Quick quit: These tubes contain the nanoparticles Selecta uses in its vaccine.
The nicotine vaccine does not eliminate the craving for nicotine—instead, it diminishes the effect from smoking the cigarette. As a result, smokers who are given the vaccine will find that they can’t alleviate their nicotine withdrawal symptoms by smoking. Selecta’s vice president, Peter Keller, acknowledges that smoking several cigarettes in a row could overwhelm the immune system to render partial pleasure, since enough free-flowing nicotine molecules would still pass through uninhibited to the brain.
Previous efforts to make a smoking vaccine were based more on the conventional approach of delivering nicotine in a less harmful way, but they weren’t successful at getting people to stop smoking.
Existing drugs have severe side effects and are largely ineffective at getting people to quit. Chantix, a type of antipsychotic drug that blocks nicotine from binding with receptors once nicotine has entered the brain, has a smoking cessation success rate below 25 percent, but it has made over $700 million in worldwide sales per year since its release in 2007.
A nicotine vaccine should also work for several years. Nicotine drugs like Chantix or Zyban, in contrast, stop working once the treatment ends, and such drugs can’t be used longer than several months because of their severe side effects.
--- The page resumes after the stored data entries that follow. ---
PR #690, opened 2015-07-29
BF: nan entries cause segfault

omarocegueda:
This fixes the segmentation fault caused when attempting to interpolate an image at nan entries.

### DIFF
--- a/dipy/align/imaffine.py
+++ b/dipy/align/imaffine.py
@@ -144,6 +144,8 @@ class AffineMap(object):
             self.affine_inv = None
             return
         try:
+            if np.isnan(np.sum(affine)):
+                raise AffineInversionError('Affine contains invalid elements')
             self.affine_inv = npl.inv(affine)
         except npl.LinAlgError:
             raise AffineInversionError('Affine cannot be inverted')
--- a/dipy/align/imaffine.py
+++ b/dipy/align/imaffine.py
@@ -143,9 +143,9 @@ class AffineMap(object):
         if self.affine is None:
             self.affine_inv = None
             return
+        if np.any(np.isnan(affine)):
+            raise AffineInversionError('Affine contains invalid elements')
         try:
-            if np.isnan(np.sum(affine)):
-                raise AffineInversionError('Affine contains invalid elements')
             self.affine_inv = npl.inv(affine)
         except npl.LinAlgError:
             raise AffineInversionError('Affine cannot be inverted')
--- a/dipy/align/tests/test_imaffine.py
+++ b/dipy/align/tests/test_imaffine.py
@@ -172,7 +172,7 @@ def test_align_origins_3d():
 
 def test_affreg_all_transforms():
     # Test affine registration using all transforms with typical settings
-    for ttype in factors.keys():
+    for ttype in sorted(factors):
         dim = ttype[1]
         if dim == 2:
             nslices = 1
@@ -265,7 +265,7 @@ def test_mi_gradient():
     np.random.seed(2022966)
     # Test the gradient of mutual information
     h = 1e-5
-    for ttype in factors:
+    for ttype in sorted(factors):
         transform = regtransforms[ttype]
         dim = ttype[1]
         if dim == 2:
@@ -304,4 +304,4 @@ def test_mi_gradient():
         enorm = np.linalg.norm(expected)
         anorm = np.linalg.norm(actual)
         nprod = dp / (enorm * anorm)
-        assert(nprod >= 0.999)
+        assert(nprod >= 0.99)
--- a/dipy/align/tests/test_imaffine.py
+++ b/dipy/align/tests/test_imaffine.py
@@ -172,6 +172,12 @@ def test_align_origins_3d():
 
 def test_affreg_all_transforms():
     # Test affine registration using all transforms with typical settings
+
+    # Make sure dictionary entries are processed in the same order regardless of
+    # the platform. Otherwise any random numbers drawn within the loop would make
+    # the test non-deterministic even if we fix the seed before the loop.
+    # Right now, this test does not draw any samples, but we still sort the entries
+    # to prevent future related failures.
     for ttype in sorted(factors):
         dim = ttype[1]
         if dim == 2:
@@ -265,6 +271,11 @@ def test_mi_gradient():
     np.random.seed(2022966)
     # Test the gradient of mutual information
     h = 1e-5
+    # Make sure dictionary entries are processed in the same order regardless of
+    # the platform. Otherwise any random numbers drawn within the loop would make
+    # the test non-deterministic even if we fix the seed before the loop:
+    # in this case the samples are drawn with `np.random.randn` below
+
     for ttype in sorted(factors):
         transform = regtransforms[ttype]
         dim = ttype[1]
--- a/dipy/align/tests/test_vector_fields.py
+++ b/dipy/align/tests/test_vector_fields.py
@@ -793,15 +793,19 @@ def test_affine_transforms_2d():
 
     # Test exception is raised when the affine transform matrix is not valid
     invalid = np.zeros((2, 2), dtype=np.float64)
+    invalid_nan = np.zeros((3, 3), dtype=np.float64)
+    invalid_nan[1, 1] = np.nan
     shape = np.array(codomain_shape, dtype=np.int32)
-    # Exceptions from warp_2d
+    # Exceptions from transform_2d
     assert_raises(ValueError, vfu.transform_2d_affine, circle, shape, invalid)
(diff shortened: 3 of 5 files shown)


dipy/align/imaffine.py
```diff
@@ -144,6 +144,8 @@ def set_affine(self, affine):
             self.affine_inv = None
             return
         try:
+            if np.isnan(np.sum(affine)):
```
omarocegueda: Using `sum` is faster than, e.g., `min` for finding nan's, according to this:
http://stackoverflow.com/questions/6736590/fast-check-for-nan-in-numpy

dipy/align/tests/test_vector_fields.py
```diff
@@ -793,15 +793,19 @@ def test_affine_transforms_2d():
...
+    invalid_nan = np.zeros((3, 3), dtype=np.float64)
+    invalid_nan[1, 1] = np.nan
     shape = np.array(codomain_shape, dtype=np.int32)
-    # Exceptions from warp_2d
+    # Exceptions from transform_2d
     assert_raises(ValueError, vfu.transform_2d_affine, circle, shape, invalid)
     assert_raises(ValueError, vfu.transform_2d_affine, circle, shape, invalid)
     assert_raises(ValueError, vfu.transform_2d_affine, circle, shape, invalid)
-    # Exceptions from warp_2d_nn
+    assert_raises(ValueError, vfu.transform_2d_affine, circle, shape, invalid_nan)
```
omarocegueda: Without this fix, this assert will reproduce the segfault.

dipy/align/vector_fields.pyx
```diff
@@ -17,6 +17,8 @@ def is_valid_affine(double[:, :] M, int dim):
         return True
     if M.shape[0] < dim or M.shape[1] < dim + 1:
         return False
+    if np.isnan(np.sum(M)):
```
omarocegueda: We are already calling this check from all the exposed cython functions that use affines, so we can check for nans here.

arokem:
Does this actually address all of the errors mentioned in #654? 

In particular, one of the things reported there was an error in test_imaffine:test_mi_gradient (for example, see https://travis-ci.org/nipy/dipy/jobs/73233253#L2162), which is not a segfault. Is this addressed through these changes?

omarocegueda:
I don't know if this will solve the other bug, but the segmentation fault occurs in several buildbots:
http://nipy.bic.berkeley.edu/builders/dipy-bdist32-33/builds/138/steps/shell_8/logs/stdio
http://nipy.bic.berkeley.edu/builders/dipy-py2.6-32/builds/557/steps/shell_6/logs/stdio
http://nipy.bic.berkeley.edu/builders/dipy-py2.7-osx-10.7/builds/310/steps/shell_6/logs/stdio
http://nipy.bic.berkeley.edu/builders/dipy-py2.7-osx-10.8/builds/378/steps/shell_6/logs/stdio

The other bug appears in this buildbot:
http://nipy.bic.berkeley.edu/builders/dipy-py3.4/builds/192/steps/shell_6/logs/stdio
@matthew-brett, can I have access to that machine too?
Do you guys think it will be better to add both fixes to this PR?

arokem:
OK - just wanted to make sure that I have the full picture.
On Wed, Jul 29, 2015 at 4:38 PM, Omar Ocegueda <notifications@github.com>
wrote:

> I don't know if this will solve the other bug, but the segmentation fault
> occurs in several buildbots:
>
> http://nipy.bic.berkeley.edu/builders/dipy-bdist32-33/builds/138/steps/shell_8/logs/stdio
>
> http://nipy.bic.berkeley.edu/builders/dipy-py2.6-32/builds/557/steps/shell_6/logs/stdio
>
> http://nipy.bic.berkeley.edu/builders/dipy-py2.7-osx-10.7/builds/310/steps/shell_6/logs/stdio
>
> http://nipy.bic.berkeley.edu/builders/dipy-py2.7-osx-10.8/builds/378/steps/shell_6/logs/stdio
>
Yes - I expect this PR will solve these issues. Have you tried a a
try_branch with any of these?

> The other bug appears in this buildbot:
>
> http://nipy.bic.berkeley.edu/builders/dipy-py3.4/builds/192/steps/shell_6/logs/stdio
> @matthew-brett <https://github.com/matthew-brett>, can I have access to
> that machine too?
> Do you guys think it will be better to add both fixes to this PR?
>
Do you have some sense of what is causing it? I don't think it matters much
if this one also gets resolved here: If you think this resolves the
segfaults, I am ready to merge this one, and you can take the other fix on
another PR, but if you prefer to keep going here, that's fine too. Your
call.

omarocegueda:
I didn't run a `try_branch` but I tested the fix manually on the buildbot Matthew gave access to (It didn't brake after the fix). 

I'm not sure about the other bug, it may be as simple as a precission issue (e.g. the result was something like 0.9989, very close to the assertion value but still failing). I need to reproduce the bug and find out why it fails there and not in other platforms.

dipy/align/imaffine.py
matthew-brett: Surely these two lines should go above the `try` block?   I think the `np.sum` trick is to avoid large temporary arrays, for me a simple `np.any(np.isnan(x))` is faster still, and I think it's easier to read.

dipy/align/vector_fields.pyx
matthew-brett: Ditto here for `np.any(np.isnan(M))`

matthew-brett:
This is just option 3?

matthew-brett:
Omar - I'll check with the owner of that buildbot machine and the OSX machine - will get back to you.

matthew-brett:
Now I think I see that this is option 2 and 3.

omarocegueda:
Thanks @matthew-brett!, yes this is option 2 and 3. I just reproduced the bug on the buildbot. The root cause is that iteration over dictionary keys is no longer deterministic in Python 3:
http://stackoverflow.com/questions/14956313/dictionary-ordering-non-deterministic-in-python3

This explains the "intermitent" behavior. The assertion was failing because the inner product between numeric and analytical gradients was about 0.994. I think it is safe to reduce the threshold to 0.99. For the non-deterministic behavior, I guess the way to go is to replace the dictionary with a list. What do you think?

matthew-brett:
Where is the iteration-over-dictionary code?

omarocegueda:
Here is the dictionary:
https://github.com/nipy/dipy/blob/master/dipy/align/tests/test_imaffine.py#L25
and here is the loop that is failing:
https://github.com/nipy/dipy/blob/master/dipy/align/tests/test_imaffine.py#L268

matthew-brett:
How about `for ttype in sorted(factors)` to make it deterministic?

omarocegueda:
sure! that's fine too. I'll do the fix.

omarocegueda:
Alright!, this now addresses both failures (checked directly on the failing buildbots)

dipy/align/tests/test_imaffine.py
```diff
@@ -172,7 +172,7 @@ def test_align_origins_3d():
 
 def test_affreg_all_transforms():
     # Test affine registration using all transforms with typical settings
-    for ttype in factors.keys():
+    for ttype in sorted(factors):
```
matthew-brett: Comment to explain why the factor keys must be sorted (in order to preserve relationship of random numbers to dict key / values)?  Ditto for other instances.

omarocegueda: Comments added. Actually only one of the tests needed the sort, but I think it is ok to still sort the keys in the other three places, just in case we extend the tests in the future.

matthew-brett:
There seems to be a new merge commit here - 33451ca - introducing lots of changes not relevant to this PR?

omarocegueda:
Right, now I see what happened... fortunately there is `cherry-pick`!
Thanks!

dipy/align/imaffine.py
```diff
@@ -143,6 +143,8 @@ def set_affine(self, affine):
         if self.affine is None:
             self.affine_inv = None
```
matthew-brett: Sorry to do small suggestions not relevant to this PR - but how about putting this line after `self.affine = affine` so that `self.affine_inv` is always defined (as None or an affine) even if the inverse raises an error. Otherwise it's set to whatever it was before, which could be confusing.  Probably also worth noting that the method sets `self.affine_inv` in the docstring too.

matthew-brett: Actually, don't worry, I'll do a PR for that.

matthew-brett:
Great - thanks for fixing - merging now.

dipy/align/imaffine.py
matthew-brett: https://github.com/nipy/dipy/pull/693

Selecta has raised almost $80 million from venture capital firms Polaris, OrbiMed, and Flagship Venture Partners, as well as from the Russian government through its $10 billion biotech investment fund Rusnano. Keller says that preliminary Phase I results could come as early as July, at which point that trial will either expand, if the results are inconclusive, or continue to Phase II if the nicotine-binding nanoparticle is well-tolerated in humans.